**EXTRACTED ENTRIES**
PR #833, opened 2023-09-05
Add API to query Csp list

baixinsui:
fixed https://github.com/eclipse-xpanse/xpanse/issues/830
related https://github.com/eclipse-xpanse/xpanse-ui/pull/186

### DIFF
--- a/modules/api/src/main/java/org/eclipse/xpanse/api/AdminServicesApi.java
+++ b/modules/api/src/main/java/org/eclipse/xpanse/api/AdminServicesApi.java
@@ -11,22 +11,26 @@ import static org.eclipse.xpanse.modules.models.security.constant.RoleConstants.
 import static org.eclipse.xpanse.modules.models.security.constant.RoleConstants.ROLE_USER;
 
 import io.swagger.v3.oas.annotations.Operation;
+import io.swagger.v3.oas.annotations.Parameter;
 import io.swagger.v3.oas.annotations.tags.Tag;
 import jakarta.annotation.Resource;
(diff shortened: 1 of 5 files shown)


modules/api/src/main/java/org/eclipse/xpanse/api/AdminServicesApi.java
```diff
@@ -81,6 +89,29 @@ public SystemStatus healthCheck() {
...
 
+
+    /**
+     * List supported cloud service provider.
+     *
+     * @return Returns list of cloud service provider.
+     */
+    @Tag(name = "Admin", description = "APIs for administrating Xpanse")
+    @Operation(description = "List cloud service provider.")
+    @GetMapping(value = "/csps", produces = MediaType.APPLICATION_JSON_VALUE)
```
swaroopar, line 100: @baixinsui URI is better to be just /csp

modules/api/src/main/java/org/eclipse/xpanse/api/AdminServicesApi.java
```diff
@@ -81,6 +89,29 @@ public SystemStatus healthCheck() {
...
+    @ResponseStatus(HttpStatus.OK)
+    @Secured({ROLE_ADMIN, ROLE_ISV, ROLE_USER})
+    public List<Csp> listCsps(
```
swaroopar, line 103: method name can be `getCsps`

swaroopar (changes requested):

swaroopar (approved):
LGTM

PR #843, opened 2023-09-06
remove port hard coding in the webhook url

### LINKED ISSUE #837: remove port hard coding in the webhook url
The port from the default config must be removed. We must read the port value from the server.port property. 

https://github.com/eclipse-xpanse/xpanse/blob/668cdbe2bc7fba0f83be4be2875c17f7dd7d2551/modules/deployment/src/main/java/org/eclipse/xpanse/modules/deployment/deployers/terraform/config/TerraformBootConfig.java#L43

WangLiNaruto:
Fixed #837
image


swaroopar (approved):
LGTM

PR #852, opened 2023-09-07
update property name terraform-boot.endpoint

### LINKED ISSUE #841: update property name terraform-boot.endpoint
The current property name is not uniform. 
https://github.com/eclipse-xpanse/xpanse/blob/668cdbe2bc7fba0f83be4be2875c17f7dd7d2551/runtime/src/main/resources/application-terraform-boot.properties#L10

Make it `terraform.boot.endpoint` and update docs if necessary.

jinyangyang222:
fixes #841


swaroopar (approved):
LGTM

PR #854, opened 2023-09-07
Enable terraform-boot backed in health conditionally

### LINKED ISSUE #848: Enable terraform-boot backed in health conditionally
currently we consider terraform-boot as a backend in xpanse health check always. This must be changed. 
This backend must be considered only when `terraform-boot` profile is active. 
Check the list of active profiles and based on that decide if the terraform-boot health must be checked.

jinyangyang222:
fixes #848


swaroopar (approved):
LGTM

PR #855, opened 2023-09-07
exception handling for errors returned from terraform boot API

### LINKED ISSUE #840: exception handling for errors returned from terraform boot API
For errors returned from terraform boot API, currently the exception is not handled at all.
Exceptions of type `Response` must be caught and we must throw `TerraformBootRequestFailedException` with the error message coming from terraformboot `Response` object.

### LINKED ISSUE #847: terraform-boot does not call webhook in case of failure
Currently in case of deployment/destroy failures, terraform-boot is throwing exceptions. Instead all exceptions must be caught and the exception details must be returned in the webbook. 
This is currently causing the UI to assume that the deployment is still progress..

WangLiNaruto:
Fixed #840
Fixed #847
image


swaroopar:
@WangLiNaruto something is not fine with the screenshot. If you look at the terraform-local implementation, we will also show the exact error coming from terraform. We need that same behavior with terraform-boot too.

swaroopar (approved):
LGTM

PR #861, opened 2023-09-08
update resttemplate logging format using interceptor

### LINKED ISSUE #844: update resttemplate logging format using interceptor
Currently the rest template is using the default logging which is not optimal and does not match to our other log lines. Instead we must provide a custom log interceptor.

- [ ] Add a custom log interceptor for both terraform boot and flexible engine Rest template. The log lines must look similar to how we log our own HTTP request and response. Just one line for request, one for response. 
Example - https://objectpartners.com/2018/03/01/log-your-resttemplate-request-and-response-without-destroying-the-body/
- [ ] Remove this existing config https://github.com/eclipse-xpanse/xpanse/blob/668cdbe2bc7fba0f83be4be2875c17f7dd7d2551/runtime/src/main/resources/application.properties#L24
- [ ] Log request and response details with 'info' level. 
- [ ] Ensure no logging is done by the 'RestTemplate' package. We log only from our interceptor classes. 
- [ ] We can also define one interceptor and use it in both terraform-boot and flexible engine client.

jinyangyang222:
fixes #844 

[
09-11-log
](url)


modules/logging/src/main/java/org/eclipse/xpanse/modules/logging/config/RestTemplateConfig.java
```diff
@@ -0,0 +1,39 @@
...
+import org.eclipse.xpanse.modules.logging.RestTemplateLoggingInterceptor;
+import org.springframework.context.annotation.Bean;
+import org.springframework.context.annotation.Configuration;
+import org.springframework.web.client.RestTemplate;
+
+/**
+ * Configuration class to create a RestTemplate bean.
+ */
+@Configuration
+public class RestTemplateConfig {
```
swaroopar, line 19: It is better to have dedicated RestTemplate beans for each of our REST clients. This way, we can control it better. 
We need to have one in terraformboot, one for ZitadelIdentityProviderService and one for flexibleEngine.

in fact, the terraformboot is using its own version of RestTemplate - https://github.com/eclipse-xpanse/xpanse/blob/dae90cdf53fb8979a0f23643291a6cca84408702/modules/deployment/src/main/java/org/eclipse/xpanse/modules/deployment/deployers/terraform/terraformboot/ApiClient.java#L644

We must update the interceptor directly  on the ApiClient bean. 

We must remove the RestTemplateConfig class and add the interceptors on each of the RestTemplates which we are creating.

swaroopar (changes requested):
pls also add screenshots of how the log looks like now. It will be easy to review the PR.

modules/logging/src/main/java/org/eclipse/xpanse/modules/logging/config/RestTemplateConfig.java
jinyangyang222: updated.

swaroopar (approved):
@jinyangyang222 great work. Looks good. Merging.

**WHAT THE TASK ASKS**
Going through the listing above, count the lines in which the word "context" appears, and give only the number.

**TASK OUTPUT**
2